■ Instructions for the task: Extract each line of the records below that contains the word "kubectl".

■ Data for the task:
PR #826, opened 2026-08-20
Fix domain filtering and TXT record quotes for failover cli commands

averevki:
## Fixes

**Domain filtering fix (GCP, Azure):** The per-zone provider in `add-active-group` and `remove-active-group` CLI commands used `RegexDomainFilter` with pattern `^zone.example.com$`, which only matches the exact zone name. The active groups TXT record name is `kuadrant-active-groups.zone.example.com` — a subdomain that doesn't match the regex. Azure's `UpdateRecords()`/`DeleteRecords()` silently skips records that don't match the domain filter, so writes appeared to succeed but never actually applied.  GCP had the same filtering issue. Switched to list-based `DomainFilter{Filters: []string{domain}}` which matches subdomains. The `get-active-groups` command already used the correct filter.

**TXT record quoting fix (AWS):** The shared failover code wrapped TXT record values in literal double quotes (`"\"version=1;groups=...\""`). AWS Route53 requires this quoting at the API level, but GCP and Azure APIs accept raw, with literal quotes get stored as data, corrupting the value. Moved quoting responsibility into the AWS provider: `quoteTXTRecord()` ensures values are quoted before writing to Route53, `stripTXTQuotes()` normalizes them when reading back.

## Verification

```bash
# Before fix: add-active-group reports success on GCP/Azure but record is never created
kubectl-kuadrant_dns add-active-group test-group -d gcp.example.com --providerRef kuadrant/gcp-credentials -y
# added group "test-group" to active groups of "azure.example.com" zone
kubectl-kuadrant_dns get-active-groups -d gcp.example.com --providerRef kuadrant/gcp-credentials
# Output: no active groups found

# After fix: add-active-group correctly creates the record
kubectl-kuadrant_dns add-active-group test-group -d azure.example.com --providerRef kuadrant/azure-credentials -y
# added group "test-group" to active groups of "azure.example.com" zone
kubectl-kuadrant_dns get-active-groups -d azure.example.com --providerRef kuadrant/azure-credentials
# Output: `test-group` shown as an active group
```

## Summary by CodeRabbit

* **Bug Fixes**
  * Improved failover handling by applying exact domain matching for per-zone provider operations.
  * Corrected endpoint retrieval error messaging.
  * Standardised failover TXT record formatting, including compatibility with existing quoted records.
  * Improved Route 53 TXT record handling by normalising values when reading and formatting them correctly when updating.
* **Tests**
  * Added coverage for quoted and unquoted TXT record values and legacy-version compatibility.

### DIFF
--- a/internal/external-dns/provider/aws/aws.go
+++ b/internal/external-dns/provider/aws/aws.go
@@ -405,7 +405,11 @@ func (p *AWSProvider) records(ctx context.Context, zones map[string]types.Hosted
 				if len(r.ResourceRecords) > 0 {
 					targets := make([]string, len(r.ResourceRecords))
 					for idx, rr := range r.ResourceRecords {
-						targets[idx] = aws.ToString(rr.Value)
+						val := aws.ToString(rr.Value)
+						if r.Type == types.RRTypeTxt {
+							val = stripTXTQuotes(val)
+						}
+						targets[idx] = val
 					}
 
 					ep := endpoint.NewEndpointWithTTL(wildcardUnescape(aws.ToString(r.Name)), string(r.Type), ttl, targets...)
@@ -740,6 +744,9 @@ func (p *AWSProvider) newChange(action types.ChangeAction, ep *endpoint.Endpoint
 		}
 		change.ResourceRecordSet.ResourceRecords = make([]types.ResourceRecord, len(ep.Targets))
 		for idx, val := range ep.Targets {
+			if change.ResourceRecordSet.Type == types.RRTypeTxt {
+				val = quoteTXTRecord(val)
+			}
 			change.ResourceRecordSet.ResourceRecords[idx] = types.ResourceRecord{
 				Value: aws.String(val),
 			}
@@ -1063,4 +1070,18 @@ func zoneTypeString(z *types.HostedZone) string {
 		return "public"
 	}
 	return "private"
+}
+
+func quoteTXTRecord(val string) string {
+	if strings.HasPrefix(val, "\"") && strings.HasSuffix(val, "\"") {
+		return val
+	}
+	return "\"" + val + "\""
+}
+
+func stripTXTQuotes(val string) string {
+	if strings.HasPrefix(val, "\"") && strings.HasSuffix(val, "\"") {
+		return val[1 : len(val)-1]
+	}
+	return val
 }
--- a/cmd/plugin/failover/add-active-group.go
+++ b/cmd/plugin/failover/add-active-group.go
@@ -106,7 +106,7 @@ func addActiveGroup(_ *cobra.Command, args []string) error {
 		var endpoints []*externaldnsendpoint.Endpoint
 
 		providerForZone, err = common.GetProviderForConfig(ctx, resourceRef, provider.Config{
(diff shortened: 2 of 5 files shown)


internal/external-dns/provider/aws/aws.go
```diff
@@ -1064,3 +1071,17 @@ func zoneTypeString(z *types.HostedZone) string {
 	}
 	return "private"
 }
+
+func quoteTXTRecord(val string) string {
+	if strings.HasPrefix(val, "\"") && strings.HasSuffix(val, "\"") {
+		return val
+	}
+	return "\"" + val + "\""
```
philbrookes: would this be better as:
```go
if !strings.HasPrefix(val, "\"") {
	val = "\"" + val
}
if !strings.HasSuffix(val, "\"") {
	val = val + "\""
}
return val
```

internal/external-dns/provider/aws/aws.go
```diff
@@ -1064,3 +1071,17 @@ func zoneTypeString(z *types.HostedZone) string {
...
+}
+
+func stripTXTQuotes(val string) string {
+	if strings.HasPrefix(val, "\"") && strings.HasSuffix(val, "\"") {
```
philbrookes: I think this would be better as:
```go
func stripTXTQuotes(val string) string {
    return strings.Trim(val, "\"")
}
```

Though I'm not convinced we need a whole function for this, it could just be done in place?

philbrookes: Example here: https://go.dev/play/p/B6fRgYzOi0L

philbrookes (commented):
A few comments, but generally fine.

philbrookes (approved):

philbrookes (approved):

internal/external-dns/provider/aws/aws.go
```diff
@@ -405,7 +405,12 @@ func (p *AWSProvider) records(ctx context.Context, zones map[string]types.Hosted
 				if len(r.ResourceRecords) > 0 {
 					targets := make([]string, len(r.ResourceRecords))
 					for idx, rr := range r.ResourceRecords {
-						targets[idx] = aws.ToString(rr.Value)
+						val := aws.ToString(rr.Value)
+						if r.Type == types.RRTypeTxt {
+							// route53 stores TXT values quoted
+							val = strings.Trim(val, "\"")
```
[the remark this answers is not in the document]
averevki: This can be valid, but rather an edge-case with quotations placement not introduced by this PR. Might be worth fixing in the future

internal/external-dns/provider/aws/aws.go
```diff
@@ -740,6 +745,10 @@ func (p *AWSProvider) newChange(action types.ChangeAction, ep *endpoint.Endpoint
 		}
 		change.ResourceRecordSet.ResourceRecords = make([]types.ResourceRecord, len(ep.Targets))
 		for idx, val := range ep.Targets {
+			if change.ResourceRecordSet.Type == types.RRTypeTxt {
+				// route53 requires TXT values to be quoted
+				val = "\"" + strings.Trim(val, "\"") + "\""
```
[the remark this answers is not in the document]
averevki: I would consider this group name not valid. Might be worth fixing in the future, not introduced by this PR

■ Answer box:
kubectl-kuadrant_dns add-active-group test-group -d gcp.example.com --providerRef kuadrant/gcp-credentials -y
kubectl-kuadrant_dns get-active-groups -d gcp.example.com --providerRef kuadrant/gcp-credentials
kubectl-kuadrant_dns add-active-group test-group -d azure.example.com --providerRef kuadrant/azure-credentials -y
kubectl-kuadrant_dns get-active-groups -d azure.example.com --providerRef kuadrant/azure-credentials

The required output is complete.